**What needs to be done**
Your task is to tally the lines of the listing containing the word "anticorrelator" and report the figure alone.

**** Data to use ****

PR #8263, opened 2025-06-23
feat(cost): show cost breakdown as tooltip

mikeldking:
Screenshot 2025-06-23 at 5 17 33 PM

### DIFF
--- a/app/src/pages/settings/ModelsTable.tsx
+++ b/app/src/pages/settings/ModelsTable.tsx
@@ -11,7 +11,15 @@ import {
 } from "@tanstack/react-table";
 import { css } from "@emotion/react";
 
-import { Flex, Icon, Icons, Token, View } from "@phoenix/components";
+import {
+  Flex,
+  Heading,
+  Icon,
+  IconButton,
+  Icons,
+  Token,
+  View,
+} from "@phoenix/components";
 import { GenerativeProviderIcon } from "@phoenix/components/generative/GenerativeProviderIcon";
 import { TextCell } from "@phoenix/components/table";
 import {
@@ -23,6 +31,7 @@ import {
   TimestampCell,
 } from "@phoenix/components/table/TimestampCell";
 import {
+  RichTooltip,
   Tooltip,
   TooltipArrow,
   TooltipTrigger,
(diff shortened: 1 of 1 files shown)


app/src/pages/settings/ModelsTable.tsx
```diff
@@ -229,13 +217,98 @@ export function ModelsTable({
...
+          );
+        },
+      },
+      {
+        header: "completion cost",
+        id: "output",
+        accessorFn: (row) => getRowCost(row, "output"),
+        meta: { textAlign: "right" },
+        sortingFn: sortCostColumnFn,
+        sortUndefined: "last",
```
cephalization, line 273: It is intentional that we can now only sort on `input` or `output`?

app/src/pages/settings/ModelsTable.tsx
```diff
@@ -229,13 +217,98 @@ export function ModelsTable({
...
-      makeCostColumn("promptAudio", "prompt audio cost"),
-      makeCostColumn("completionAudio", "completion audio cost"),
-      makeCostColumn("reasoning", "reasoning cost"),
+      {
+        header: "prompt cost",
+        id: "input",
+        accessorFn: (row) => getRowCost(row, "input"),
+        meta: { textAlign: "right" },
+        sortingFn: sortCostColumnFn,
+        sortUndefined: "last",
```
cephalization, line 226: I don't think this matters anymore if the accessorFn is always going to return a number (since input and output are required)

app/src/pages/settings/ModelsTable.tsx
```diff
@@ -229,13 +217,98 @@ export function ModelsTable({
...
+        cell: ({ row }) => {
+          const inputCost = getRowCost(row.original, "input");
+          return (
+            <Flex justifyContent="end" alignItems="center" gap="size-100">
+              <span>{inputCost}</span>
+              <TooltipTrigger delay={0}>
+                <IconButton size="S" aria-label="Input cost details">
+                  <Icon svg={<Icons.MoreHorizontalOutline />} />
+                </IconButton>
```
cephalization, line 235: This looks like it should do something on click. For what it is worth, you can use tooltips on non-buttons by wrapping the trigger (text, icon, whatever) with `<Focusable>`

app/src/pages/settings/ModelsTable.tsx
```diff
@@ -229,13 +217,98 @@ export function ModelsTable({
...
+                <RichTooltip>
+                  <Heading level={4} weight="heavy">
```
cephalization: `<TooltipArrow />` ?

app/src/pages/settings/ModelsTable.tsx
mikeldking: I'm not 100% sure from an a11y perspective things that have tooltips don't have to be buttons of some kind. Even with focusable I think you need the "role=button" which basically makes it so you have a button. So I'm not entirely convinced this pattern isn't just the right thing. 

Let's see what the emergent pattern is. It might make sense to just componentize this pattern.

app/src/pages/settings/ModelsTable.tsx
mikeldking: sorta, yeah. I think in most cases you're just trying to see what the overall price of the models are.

****
**** Data to use ****

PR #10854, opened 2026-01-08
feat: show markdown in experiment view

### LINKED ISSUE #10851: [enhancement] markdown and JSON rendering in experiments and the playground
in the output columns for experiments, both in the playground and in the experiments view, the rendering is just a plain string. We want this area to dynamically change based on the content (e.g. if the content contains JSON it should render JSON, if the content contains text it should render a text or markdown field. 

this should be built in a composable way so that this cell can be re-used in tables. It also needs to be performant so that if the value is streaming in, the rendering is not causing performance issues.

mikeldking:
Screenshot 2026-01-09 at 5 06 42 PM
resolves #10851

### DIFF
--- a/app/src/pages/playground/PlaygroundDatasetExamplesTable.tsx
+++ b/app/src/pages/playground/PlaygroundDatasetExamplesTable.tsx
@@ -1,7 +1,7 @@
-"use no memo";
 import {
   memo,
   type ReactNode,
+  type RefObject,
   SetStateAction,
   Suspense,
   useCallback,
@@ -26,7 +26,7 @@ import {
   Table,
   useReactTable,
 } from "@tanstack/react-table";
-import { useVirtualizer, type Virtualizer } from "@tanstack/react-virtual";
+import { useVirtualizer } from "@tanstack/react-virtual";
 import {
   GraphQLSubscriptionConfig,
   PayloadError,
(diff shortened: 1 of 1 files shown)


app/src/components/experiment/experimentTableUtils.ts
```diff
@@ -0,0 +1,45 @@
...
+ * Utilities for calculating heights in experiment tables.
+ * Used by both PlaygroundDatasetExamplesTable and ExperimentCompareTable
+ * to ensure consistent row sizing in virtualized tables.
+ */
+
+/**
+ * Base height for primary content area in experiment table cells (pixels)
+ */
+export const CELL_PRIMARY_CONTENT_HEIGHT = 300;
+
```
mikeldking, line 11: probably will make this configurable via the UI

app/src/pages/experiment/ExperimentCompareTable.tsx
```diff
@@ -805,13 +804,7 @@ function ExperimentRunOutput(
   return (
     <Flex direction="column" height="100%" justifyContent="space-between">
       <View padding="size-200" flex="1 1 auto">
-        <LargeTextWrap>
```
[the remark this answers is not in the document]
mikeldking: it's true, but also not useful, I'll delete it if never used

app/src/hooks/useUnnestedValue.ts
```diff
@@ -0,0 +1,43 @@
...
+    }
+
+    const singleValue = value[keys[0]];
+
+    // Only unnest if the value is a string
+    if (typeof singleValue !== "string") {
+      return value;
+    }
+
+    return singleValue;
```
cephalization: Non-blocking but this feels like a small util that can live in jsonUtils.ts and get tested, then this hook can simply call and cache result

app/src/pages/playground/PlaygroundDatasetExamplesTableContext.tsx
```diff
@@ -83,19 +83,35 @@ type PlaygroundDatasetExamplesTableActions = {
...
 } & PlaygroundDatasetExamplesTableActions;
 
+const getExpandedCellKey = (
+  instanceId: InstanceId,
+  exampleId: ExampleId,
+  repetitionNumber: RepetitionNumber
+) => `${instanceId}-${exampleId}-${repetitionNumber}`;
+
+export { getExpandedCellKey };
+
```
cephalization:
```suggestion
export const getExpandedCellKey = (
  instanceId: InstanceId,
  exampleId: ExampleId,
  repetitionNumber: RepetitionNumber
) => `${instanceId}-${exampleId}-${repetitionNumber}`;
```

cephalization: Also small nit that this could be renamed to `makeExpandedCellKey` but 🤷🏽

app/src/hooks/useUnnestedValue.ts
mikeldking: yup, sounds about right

****
**** Data to use ****

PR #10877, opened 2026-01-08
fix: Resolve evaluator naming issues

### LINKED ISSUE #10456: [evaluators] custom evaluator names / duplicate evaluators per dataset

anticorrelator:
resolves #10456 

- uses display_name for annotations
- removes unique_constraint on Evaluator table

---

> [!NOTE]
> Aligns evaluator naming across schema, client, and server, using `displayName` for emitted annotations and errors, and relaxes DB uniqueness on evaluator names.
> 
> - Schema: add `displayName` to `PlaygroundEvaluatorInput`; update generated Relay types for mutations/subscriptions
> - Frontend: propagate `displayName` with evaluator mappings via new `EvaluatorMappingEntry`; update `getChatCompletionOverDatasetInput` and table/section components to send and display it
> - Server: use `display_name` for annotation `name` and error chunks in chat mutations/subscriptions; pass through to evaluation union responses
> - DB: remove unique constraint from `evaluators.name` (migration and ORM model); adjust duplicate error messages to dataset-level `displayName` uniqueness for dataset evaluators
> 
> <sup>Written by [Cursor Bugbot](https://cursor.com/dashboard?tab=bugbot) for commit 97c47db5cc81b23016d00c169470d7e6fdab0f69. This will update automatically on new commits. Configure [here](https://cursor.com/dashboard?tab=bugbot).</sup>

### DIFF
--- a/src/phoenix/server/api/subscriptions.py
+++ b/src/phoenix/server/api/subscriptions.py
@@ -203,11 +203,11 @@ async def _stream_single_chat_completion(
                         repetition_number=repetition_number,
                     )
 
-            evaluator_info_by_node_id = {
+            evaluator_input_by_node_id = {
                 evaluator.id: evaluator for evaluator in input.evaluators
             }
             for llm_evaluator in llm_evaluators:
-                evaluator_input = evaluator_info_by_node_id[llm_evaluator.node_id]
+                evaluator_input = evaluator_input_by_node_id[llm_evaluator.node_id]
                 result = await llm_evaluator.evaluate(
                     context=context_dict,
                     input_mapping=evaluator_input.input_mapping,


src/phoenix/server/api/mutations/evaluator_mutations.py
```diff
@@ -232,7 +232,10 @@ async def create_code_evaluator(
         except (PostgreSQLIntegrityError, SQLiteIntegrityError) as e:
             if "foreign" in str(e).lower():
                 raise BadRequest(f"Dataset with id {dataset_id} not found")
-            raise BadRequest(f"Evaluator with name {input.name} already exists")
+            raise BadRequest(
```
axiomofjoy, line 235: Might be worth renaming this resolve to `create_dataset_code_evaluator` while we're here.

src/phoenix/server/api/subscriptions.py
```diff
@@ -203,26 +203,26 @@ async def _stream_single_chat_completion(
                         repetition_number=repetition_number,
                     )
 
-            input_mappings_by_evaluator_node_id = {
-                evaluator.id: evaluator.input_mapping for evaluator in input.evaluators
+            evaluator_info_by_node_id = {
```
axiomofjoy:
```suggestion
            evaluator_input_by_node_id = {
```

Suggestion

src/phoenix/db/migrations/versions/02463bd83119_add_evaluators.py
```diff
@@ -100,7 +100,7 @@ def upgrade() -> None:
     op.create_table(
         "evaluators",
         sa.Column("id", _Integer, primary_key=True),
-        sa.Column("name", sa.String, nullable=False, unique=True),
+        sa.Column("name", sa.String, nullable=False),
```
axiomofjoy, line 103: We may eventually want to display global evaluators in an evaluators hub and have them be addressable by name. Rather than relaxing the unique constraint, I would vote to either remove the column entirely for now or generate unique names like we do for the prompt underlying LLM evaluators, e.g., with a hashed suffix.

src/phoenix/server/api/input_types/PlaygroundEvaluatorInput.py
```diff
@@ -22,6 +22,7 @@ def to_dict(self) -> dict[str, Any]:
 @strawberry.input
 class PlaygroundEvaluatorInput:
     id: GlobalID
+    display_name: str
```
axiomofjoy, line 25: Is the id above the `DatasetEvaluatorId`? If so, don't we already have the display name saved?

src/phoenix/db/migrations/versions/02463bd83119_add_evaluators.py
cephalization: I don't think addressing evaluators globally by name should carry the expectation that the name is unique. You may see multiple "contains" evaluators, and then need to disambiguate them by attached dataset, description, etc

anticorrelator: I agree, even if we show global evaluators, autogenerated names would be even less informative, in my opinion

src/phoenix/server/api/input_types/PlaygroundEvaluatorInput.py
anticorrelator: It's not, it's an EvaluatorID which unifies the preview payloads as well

****

**Written solution**
3